“Panic isn’t pretty, but American political leaders have produced it in quantity since the attacks in Paris a week ago.” That’s how my Quartz daily email news brief began this morning.
I strive to avoid politics in the Mel’s Mouth blog. I hope make it a sanctuary for people searching for spiritual wholeness. But occasionally life interferes with the best of intentions. So I feel called today to write about terrorphobia. I thought I might have invented that word, but it’s listed in the online Urban Dictionary, where the definition is far too simple. Terrorphobia is hard to define because terror is so hard to define.
We know what phobia is. My dictionary app has a neat definition: “a persistent, irrational fear of a specific object, activity, or situation that leads to a compelling desire to avoid it.” But what is terror and when is fear of it irrational? When does it become a panic that isn’t pretty?

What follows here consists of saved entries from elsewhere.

Issue #1262, opened 2021-03-31
Write enrollment uploads directly to S3, not to the EC2 file system


JordanGuinn:
## Background
In order to better triage potential upload failures and the underlying reasons, we should start writing all enrollment file uploads directly to S3, as opposed to the EC2 instance directly.  Given that our EC2s in prod-like environments are not in any way accessible outside of through HTTPS from the load balancer, gaining access to those files for debugging purposes in a pretty big pain.  This is also the exact kinda thing that S3 is _made for_.

## Acceptance Criteria
- File uploads are written to a new `uploads` directory in the already existing `ece-fawkes-<stage>-store` S3 bucket on upload
   - If possible, contents of this directory have a 2 week expiration set on them
- Corresponding file uploads are removed after the enrollment data from said file has been successfully added to the roster

kmariepat-skylight:
@jessethach I accidentally moved this card, it may be in the incorrect status, please confirm and adjust as needed

PR #1626, opened 2022-01-28
Add upload to S3 bucket logic

jessethach:
# Currently in Draft Mode
**I need to sort out role keys and environment variables from Circle CI before this can be official.**

---

- Added aws client-s3 module package.
- Added env variablest o configure aws sdk methods.
- Added middleware logic to send files to S3 bucket folder.

## Background
In order to better triage potential upload failures and the underlying reasons, we should start writing all enrollment file uploads directly to S3, as opposed to the EC2 instance directly. Given that our EC2s in prod-like environments are not in any way accessible outside of through HTTPS from the load balancer, gaining access to those files for debugging purposes in a pretty big pain. This is also the exact kinda thing that S3 is made for.

## GitHub Issue
#1262

## Associated PRs

## Validation Plan

**Log in as provider user**
- [ ] Upload csv file and confirm success of upload end to end.
- [ ] Upload escel file and confirm success of upload end to end.
- [ ] Confirm that there are no network failures when uploading a file.
- [ ] Log into AWS and search for QA ece environment for storing files. Confirm that uploads directory exists.
- [ ] In AWS, confirm that the files that were uploaded through data collection appears to in the QA store bucket.

## Automated Testing

### You may need to add env variables in `.env` or `.env.local`.

```
AWS_ACCESS_KEY_ID=**********
AWS_SECRET_ACCESS_KEY=********
BUILD_ENV=dev*****
AWS_REGION=us-east-*
```
This will be sorted out further once I obtain IAM role keys from AWS admin. For now, these can be filled with personal AWS tokens. DM me for specific values and how to obtain them.


src/controllers/fileUploadS3.ts
```diff
@@ -0,0 +1,9 @@
+import { S3Client } from '@aws-sdk/client-s3';
+
+export const s3instance = new S3Client({
+  region: `${process.env.AWS_REGION}`,
+  credentials: {
+    accessKeyId: `${process.env.AWS_ACCESS_KEY_ID}`,
```
jessethach, line 6: @jdorothy This leg will need to be up to an aws admin or aws user with ability to create IAM roles for EC2 instances to gain read/write access to specific S3 Buckets. It seems that each EC2 instance that coincides with an environment (dev, qa, etc) will need a role that points to a matching S3 bucket environment.

Found an article that summarizes our similar use case https://cloud-gc.readthedocs.io/en/latest/chapter03_advanced-tutorial/iam-role.html

jdorothy (approved):
LGTM, but let's also make an issue to address the IAM profiles. Feel free to assign it to me.

.circleci/config.yml
```diff
@@ -254,7 +254,7 @@ jobs:
       - aws-cli/setup
       - run:
           name: Set server-side environment variables
-          command: ./scripts/set-env-vars.sh << parameters.env >>
+          command: ./scripts/set-env-vars.sh << parameters.env  >> $AWS_REGION $AWS_ACCESS_KEY_ID $AWS_SECRET_ACCESS_KEY
```
lukenewman, line 257: extra space before the `>>`?

lukenewman (approved):
dope

lukenewman:
one question i have is the potential performance hit from reading the file twice. we're reading it once here with the new functionality, but then again in `parseUploadedTemplate`. i'm wondering if there's a way to parse once, if there is a performance concern.

jessethach:
@lukenewman That's a valid concern. In this case, the file from the tmp directory is being read in the async function before the parsing logic is called. It's not actually doing any parsing during the function I created, just sending the file buffer to S3. 

I did actually try to pass the file from the `Multer` middleware into the function I added. However, the sdk api method did not seem to like the `Multer` file, so I used asynchronous `readFile` instead. That said, it shouldn't be too much of a performance hit on a server. `fs.readFile` is a NodeJS method, whereas the `readFile` method used in the `parseUploadedTemplate` function is imported from `xlsx`.

src/controllers/fileUploadS3.ts
jessethach: @jdorothy Should I change this to use AWS secret manager instead?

The kind of terror we’re talking about here is that bred by terrorism, and here’s my app’s first definition: “the use of violence and threats to intimidate or coerce, especially for political purposes.” That definition includes state-sponsored terrorism, like bombing raids, but often terrorism is the tactic used by the grossly outnumbered who have little realistic chance of prevailing in an all-out war. In either case, though, terrorism succeeds only by creating irrational fear, terrorphobia — the panic that isn’t pretty.

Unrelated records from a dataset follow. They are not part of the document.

PR #1642, opened 2022-02-10
Changed how batch size is calculated for batch save and batch soft delete

nickbristow:
## Background
Large files of more than 400 rows were causing a 413 error. This fixes it by better estimating the parameter size of the entity being batch saved. 

## GitHub Issue
Replace this text with the GitHub issue link.
**NOTE: Please don't mark the issue as closed by this pull request!  Issues are to be closed manually within Zenhub upon merge & prod deploy.**

## Associated PRs

## Validation Plan
- [ ] Upload a file of at least 400 rows

## Tech Specs

## Automated Testing

## Additional Context


src/controllers/enrollmentReports/map/batchUpsert.ts
```diff
@@ -9,7 +9,13 @@ import {
   IncomeDetermination,
 } from '../../../entity';
 
-const maxParametersPerQuery = 2000;
+const maxParametersPerQuery = 1900;
```
lukenewman, line 12: why was this lessened?

lukenewman (approved):

src/controllers/enrollmentReports/map/batchUpsert.ts
lukenewman: oh ok so that's not the "limit" in question, and lessening that will guard us from hitting said other "limit"

nickbristow: Yes, exactly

That’s what the Islamic State and Al Qaeda are trying to do with their recent violence. They think fear will win for them what their numbers cannot, and many Western politicians seem to have a vested interest in helping them succeed. But why am I calling the fear of terrorists irrational? Have I not seen the bloody images from Paris?
Of course images like that evoke emotion from me. That’s what they are designed to do, and I would not be human if I didn’t react. But both my temperament and my Buddhist training call on me to breathe and to be mindful, to see the world as it is. In the United States, so far in the 21st Century, fewer than 4,000 lives have been lost to terrorism. That’s 0.001% of the population killed over a 15-year period, or one out of every 79,500 of us.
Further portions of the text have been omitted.